## EXERCISE BRIEF
This exercise asks for an exact transcription of every entry.
........
PR #162, opened 2020-03-26
textanalyze: fixes path handling in windows as well

ashwathishiva:
Fixes a situation where path was not built appropriately for windows

### DIFF
--- a/pkg/analyze/text_analyze.go
+++ b/pkg/analyze/text_analyze.go
@@ -1,7 +1,7 @@
 package analyzer
 
 import (
-	"path"
+	"path/filepath"
 	"regexp"
 	"strconv"
 	"strings"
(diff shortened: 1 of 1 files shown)


marccampbell (approved):

laverya (approved):

marccampbell:
Thanks!

pkg/analyze/text_analyze.go
```diff
@@ -11,7 +11,7 @@ import (
 )
 
 func analyzeTextAnalyze(analyzer *troubleshootv1beta1.TextAnalyze, getCollectedFileContents func(string) ([]byte, error)) (*AnalyzeResult, error) {
-	fullPath := path.Join(analyzer.CollectorName, analyzer.FileName)
+	fullPath := filepath.Join(analyzer.CollectorName, analyzer.FileName)
```
Daanikus, line 14: @CodeLingoBot capture avoid path.Join
path.Join only works for paths separated by forward slashes. This can be problematic on Windows. Use filepath.Join to create paths in a way that is compatible with the target operating systems defined file paths.

PR #166, opened 2020-04-06
support the 'includeValue' flag for secrets

laverya:
also improve path to eliminate collisions (two secrets with the same name in different namespaces, or two keys under a secret)

### DIFF
--- a/pkg/collect/secret.go
+++ b/pkg/collect/secret.go
@@ -3,6 +3,7 @@ package collect
 import (
 	"encoding/json"
 	"fmt"
+	"path/filepath"
 
 	troubleshootv1beta1 "github.com/replicatedhq/troubleshoot/pkg/apis/troubleshoot/v1beta1"
 	metav1 "k8s.io/apimachinery/pkg/apis/meta/v1"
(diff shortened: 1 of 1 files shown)


pkg/collect/secret.go
```diff
@@ -60,7 +60,16 @@ func Secret(ctx *Context, secretCollector *troubleshootv1beta1.Secret) ([]byte,
 	return b, nil
 }
 
-func secret(client *kubernetes.Clientset, secretCollector *troubleshootv1beta1.Secret) (*FoundSecret, []byte, error) {
+func secret(client *kubernetes.Clientset, secretCollector *troubleshootv1beta1.Secret) (string, []byte, error) {
+	ns := secretCollector.Namespace
+	if ns == "" {
+		ns = "current-namespace"
```
divolgin: i think this should be empty.  this value will raise questions.

divolgin (approved):

pkg/collect/secret.go
laverya: ...I should be using filepath.join, too

divolgin (approved):

PR #175, opened 2020-04-16
last-mile and per-collector redactor specs

### LINKED ISSUE #171: Feature: add support for last-mile redactors
When running support-bundle, the user should be able to pass a path to a YAML file that contains specific redactors that define data to redact. Because this file is local, it can contain verify specific  patterns and values to redact.

An example spec could be:
```
kind: Redactor
metadata:
  name: sample
spec:
  patterns:
    - `(?i)(\\\"name\\\":\\\"[^\"]*JWT_?TOKEN\\\",\\\"value\\\":\\\")(?P<mask>[^\"]*)(\\\")`
  values:
    - my-secret-value
    - a-password
    - a-api-token
```

The end user would run this with:

```
kubectl support-bundle ./path-to-collectors.yaml --redactors ./path-to-redactors.yaml`
```

laverya:
fixes https://github.com/replicatedhq/troubleshoot/issues/171


cmd/troubleshoot/cli/run.go
```diff
@@ -56,6 +56,19 @@ func runTroubleshoot(v *viper.Viper, arg string) error {
...
+	if v.GetString("redactors") != "" {
+		redactorContent, err := loadSpec(v, v.GetString("redactors"))
+		if err != nil {
+			return errors.Wrap(err, "failed to load redactor spec")
+		}
+		obj, _, err := decode([]byte(redactorContent), nil, nil)
+		if err != nil {
+			return errors.Wrapf(err, "failed to parse redactors %s", v.GetString("redactors"))
+		}
+		additionalRedactors, _ = obj.(*troubleshootv1beta1.Redactor)
```
divolgin: this won't complain if wrong kind is passed in.

pkg/collect/collector_test.go
```diff
@@ -0,0 +1,265 @@
...
+					Name: "data",
+					Data: `abc 123
+another line here
+pwd=somethinggoeshere;`,
+				},
+			},
+			want: map[string]string{
+				"data/datacollectorname": `abc 123
+another line here
+pwd=somethinggoeshere;`,
```
divolgin, line 240: How about also a test for something like environment variables, like

```
env:
    - name: PASSWORD
      value: superrandomsecretstuff
```

divolgin (approved):

pkg/collect/collector_test.go
laverya: sure, but the test is more 'this regex is being run' than 'this specific output is removed'

PR #204, opened 2020-05-27
Don't panic when parsing resources, return error

divolgin:


laverya (approved):

pkg/analyze/node_resources.go
```diff
@@ -94,9 +94,19 @@ func analyzeNodeResources(analyzer *troubleshootv1beta1.NodeResources, getCollec
...
+	defer func() {
+		if r := recover(); r != nil {
+			err = errors.Errorf("failed to evaluate %q: %v", conditional, r)
+		}
+	}()
+
 	if conditional == "" {
-		return true, nil
+		res = true
+		return
```
Daanikus, line 109: @CodeLingoBot capture avoid naked returns
Naked returns harm the readability of code, especially in long functions. Named return parameters do not require returns to be naked.

PR #209, opened 2020-05-29
Make outcome matching less order dependent

divolgin:


pkg/analyze/common_status.go
```diff
@@ -16,16 +16,9 @@ func commonStatus(outcomes []*troubleshootv1beta1.Outcome, title, iconKey string
 	}
 
 	// ordering from the spec is important, the first one that matches returns
+	// outcomes with a when are evaluated first, and the ones with a missing when are treated as an "else"
 	for _, outcome := range outcomes {
-		if outcome.Fail != nil {
-			if outcome.Fail.When == "" {
```
Daanikus, line 21: @CodeLingoBot capture combine conditions in nested if statements
A conditional if statement with a single if statement as a child can be refactored to use a single if statement containing both conditions

PR #223, opened 2020-07-13
update sample preflight and support bundles, update directory name

GraysonNull:


examples/preflight/sample-preflight.yaml
```diff
@@ -24,32 +18,101 @@ spec:
               when: ">= 1.15.0"
               message: Your cluster meets the recommended and required versions of Kubernetes.
     - customResourceDefinition:
-        customResourceDefinitionName: constrainttemplates.templates.gatekeeper.sh
-        checkName: Gatekeeper policy runtime
+        customResourceDefinitionName: ingressroutes.contour.heptio.com
```
markpundsack, line 22: Would this only succeed with contour specifically? What if they have nginx or any number of other ingress controllers? For an example, I'm going checking only for contour, but maybe then the message should specifically say it requires Contour. Ultimately, I'd love a sample check that looks for all the controllers listed on https://kubernetes.io/docs/concepts/services-networking/ingress-controllers/, but maybe the smallest change here is message to be Contour-specific. @marccampbell does that make sense?

examples/preflight/sample-preflight.yaml
```diff
@@ -24,32 +18,101 @@ spec:
...
         outcomes:
           - fail:
-              message: Gatekeeper is required for the application, but not found in the cluster.
-              uri: https://enterprise.support.io/installing/gatekeeper
+              message: IngressRoutes CRD not found!
```
markpundsack:
```suggestion
              message: Contour ingress not found!
```

examples/preflight/sample-preflight.yaml
```diff
@@ -24,32 +18,101 @@ spec:
...
           - pass:
-              message: Found a supported version of Gatekeeper installed and running in the cluster.
-    - imagePullSecret:
-        checkName: Registry credentials for Quay.io
-        registryName: quay.io
+              message: IngressRoutes CRD found!
```
markpundsack:
```suggestion
              message: Contour Ingress found!
```

examples/support-bundle/sample-supportbundle.yaml
```diff
@@ -0,0 +1,100 @@
...
+kind: SupportBundle
+metadata:
+  name: example-support-bundle
+spec:
+  analyzers:
+    - clusterVersion:
+        outcomes:
+          - fail:
+              when: "< 1.16.0"
+              message: The application requires at Kubernetes 1.16.0 or later
```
........
## SOLUTION FOR THIS PROBLEM
PR #162, opened 2020-03-26
textanalyze: fixes path handling in windows as well

ashwathishiva:
Fixes a situation where path was not built appropriately for windows

### DIFF
--- a/pkg/analyze/text_analyze.go
+++ b/pkg/analyze/text_analyze.go
@@ -1,7 +1,7 @@
 package analyzer
 
 import (
-	"path"
+	"path/filepath"
 	"regexp"
 	"strconv"
 	"strings"
(diff shortened: 1 of 1 files shown)


marccampbell (approved):

laverya (approved):

marccampbell:
Thanks!

pkg/analyze/text_analyze.go
```diff
@@ -11,7 +11,7 @@ import (
 )
 
 func analyzeTextAnalyze(analyzer *troubleshootv1beta1.TextAnalyze, getCollectedFileContents func(string) ([]byte, error)) (*AnalyzeResult, error) {
-	fullPath := path.Join(analyzer.CollectorName, analyzer.FileName)
+	fullPath := filepath.Join(analyzer.CollectorName, analyzer.FileName)
```
Daanikus, line 14: @CodeLingoBot capture avoid path.Join
path.Join only works for paths separated by forward slashes. This can be problematic on Windows. Use filepath.Join to create paths in a way that is compatible with the target operating systems defined file paths.

PR #166, opened 2020-04-06
support the 'includeValue' flag for secrets

laverya:
also improve path to eliminate collisions (two secrets with the same name in different namespaces, or two keys under a secret)

### DIFF
--- a/pkg/collect/secret.go
+++ b/pkg/collect/secret.go
@@ -3,6 +3,7 @@ package collect
 import (
 	"encoding/json"
 	"fmt"
+	"path/filepath"
 
 	troubleshootv1beta1 "github.com/replicatedhq/troubleshoot/pkg/apis/troubleshoot/v1beta1"
 	metav1 "k8s.io/apimachinery/pkg/apis/meta/v1"
(diff shortened: 1 of 1 files shown)


pkg/collect/secret.go
```diff
@@ -60,7 +60,16 @@ func Secret(ctx *Context, secretCollector *troubleshootv1beta1.Secret) ([]byte,
 	return b, nil
 }
 
-func secret(client *kubernetes.Clientset, secretCollector *troubleshootv1beta1.Secret) (*FoundSecret, []byte, error) {
+func secret(client *kubernetes.Clientset, secretCollector *troubleshootv1beta1.Secret) (string, []byte, error) {
+	ns := secretCollector.Namespace
+	if ns == "" {
+		ns = "current-namespace"
```
divolgin: i think this should be empty.  this value will raise questions.

divolgin (approved):

pkg/collect/secret.go
laverya: ...I should be using filepath.join, too

divolgin (approved):

PR #175, opened 2020-04-16
last-mile and per-collector redactor specs

### LINKED ISSUE #171: Feature: add support for last-mile redactors
When running support-bundle, the user should be able to pass a path to a YAML file that contains specific redactors that define data to redact. Because this file is local, it can contain verify specific  patterns and values to redact.

An example spec could be:
```
kind: Redactor
metadata:
  name: sample
spec:
  patterns:
    - `(?i)(\\\"name\\\":\\\"[^\"]*JWT_?TOKEN\\\",\\\"value\\\":\\\")(?P<mask>[^\"]*)(\\\")`
  values:
    - my-secret-value
    - a-password
    - a-api-token
```

The end user would run this with:

```
kubectl support-bundle ./path-to-collectors.yaml --redactors ./path-to-redactors.yaml`
```

laverya:
fixes https://github.com/replicatedhq/troubleshoot/issues/171


cmd/troubleshoot/cli/run.go
```diff
@@ -56,6 +56,19 @@ func runTroubleshoot(v *viper.Viper, arg string) error {
...
+	if v.GetString("redactors") != "" {
+		redactorContent, err := loadSpec(v, v.GetString("redactors"))
+		if err != nil {
+			return errors.Wrap(err, "failed to load redactor spec")
+		}
+		obj, _, err := decode([]byte(redactorContent), nil, nil)
+		if err != nil {
+			return errors.Wrapf(err, "failed to parse redactors %s", v.GetString("redactors"))
+		}
+		additionalRedactors, _ = obj.(*troubleshootv1beta1.Redactor)
```
divolgin: this won't complain if wrong kind is passed in.

pkg/collect/collector_test.go
```diff
@@ -0,0 +1,265 @@
...
+					Name: "data",
+					Data: `abc 123
+another line here
+pwd=somethinggoeshere;`,
+				},
+			},
+			want: map[string]string{
+				"data/datacollectorname": `abc 123
+another line here
+pwd=somethinggoeshere;`,
```
divolgin, line 240: How about also a test for something like environment variables, like

```
env:
    - name: PASSWORD
      value: superrandomsecretstuff
```

divolgin (approved):

pkg/collect/collector_test.go
laverya: sure, but the test is more 'this regex is being run' than 'this specific output is removed'

PR #204, opened 2020-05-27
Don't panic when parsing resources, return error

divolgin:


laverya (approved):

pkg/analyze/node_resources.go
```diff
@@ -94,9 +94,19 @@ func analyzeNodeResources(analyzer *troubleshootv1beta1.NodeResources, getCollec
...
+	defer func() {
+		if r := recover(); r != nil {
+			err = errors.Errorf("failed to evaluate %q: %v", conditional, r)
+		}
+	}()
+
 	if conditional == "" {
-		return true, nil
+		res = true
+		return
```
Daanikus, line 109: @CodeLingoBot capture avoid naked returns
Naked returns harm the readability of code, especially in long functions. Named return parameters do not require returns to be naked.

PR #209, opened 2020-05-29
Make outcome matching less order dependent

divolgin:


pkg/analyze/common_status.go
```diff
@@ -16,16 +16,9 @@ func commonStatus(outcomes []*troubleshootv1beta1.Outcome, title, iconKey string
 	}
 
 	// ordering from the spec is important, the first one that matches returns
+	// outcomes with a when are evaluated first, and the ones with a missing when are treated as an "else"
 	for _, outcome := range outcomes {
-		if outcome.Fail != nil {
-			if outcome.Fail.When == "" {
```
Daanikus, line 21: @CodeLingoBot capture combine conditions in nested if statements
A conditional if statement with a single if statement as a child can be refactored to use a single if statement containing both conditions

PR #223, opened 2020-07-13
update sample preflight and support bundles, update directory name

GraysonNull:


examples/preflight/sample-preflight.yaml
```diff
@@ -24,32 +18,101 @@ spec:
               when: ">= 1.15.0"
               message: Your cluster meets the recommended and required versions of Kubernetes.
     - customResourceDefinition:
-        customResourceDefinitionName: constrainttemplates.templates.gatekeeper.sh
-        checkName: Gatekeeper policy runtime
+        customResourceDefinitionName: ingressroutes.contour.heptio.com
```
markpundsack, line 22: Would this only succeed with contour specifically? What if they have nginx or any number of other ingress controllers? For an example, I'm going checking only for contour, but maybe then the message should specifically say it requires Contour. Ultimately, I'd love a sample check that looks for all the controllers listed on https://kubernetes.io/docs/concepts/services-networking/ingress-controllers/, but maybe the smallest change here is message to be Contour-specific. @marccampbell does that make sense?

examples/preflight/sample-preflight.yaml
```diff
@@ -24,32 +18,101 @@ spec:
...
         outcomes:
           - fail:
-              message: Gatekeeper is required for the application, but not found in the cluster.
-              uri: https://enterprise.support.io/installing/gatekeeper
+              message: IngressRoutes CRD not found!
```
markpundsack:
```suggestion
              message: Contour ingress not found!
```

examples/preflight/sample-preflight.yaml
```diff
@@ -24,32 +18,101 @@ spec:
...
           - pass:
-              message: Found a supported version of Gatekeeper installed and running in the cluster.
-    - imagePullSecret:
-        checkName: Registry credentials for Quay.io
-        registryName: quay.io
+              message: IngressRoutes CRD found!
```
markpundsack:
```suggestion
              message: Contour Ingress found!
```

examples/support-bundle/sample-supportbundle.yaml
```diff
@@ -0,0 +1,100 @@
...
+kind: SupportBundle
+metadata:
+  name: example-support-bundle
+spec:
+  analyzers:
+    - clusterVersion:
+        outcomes:
+          - fail:
+              when: "< 1.16.0"
+              message: The application requires at Kubernetes 1.16.0 or later
```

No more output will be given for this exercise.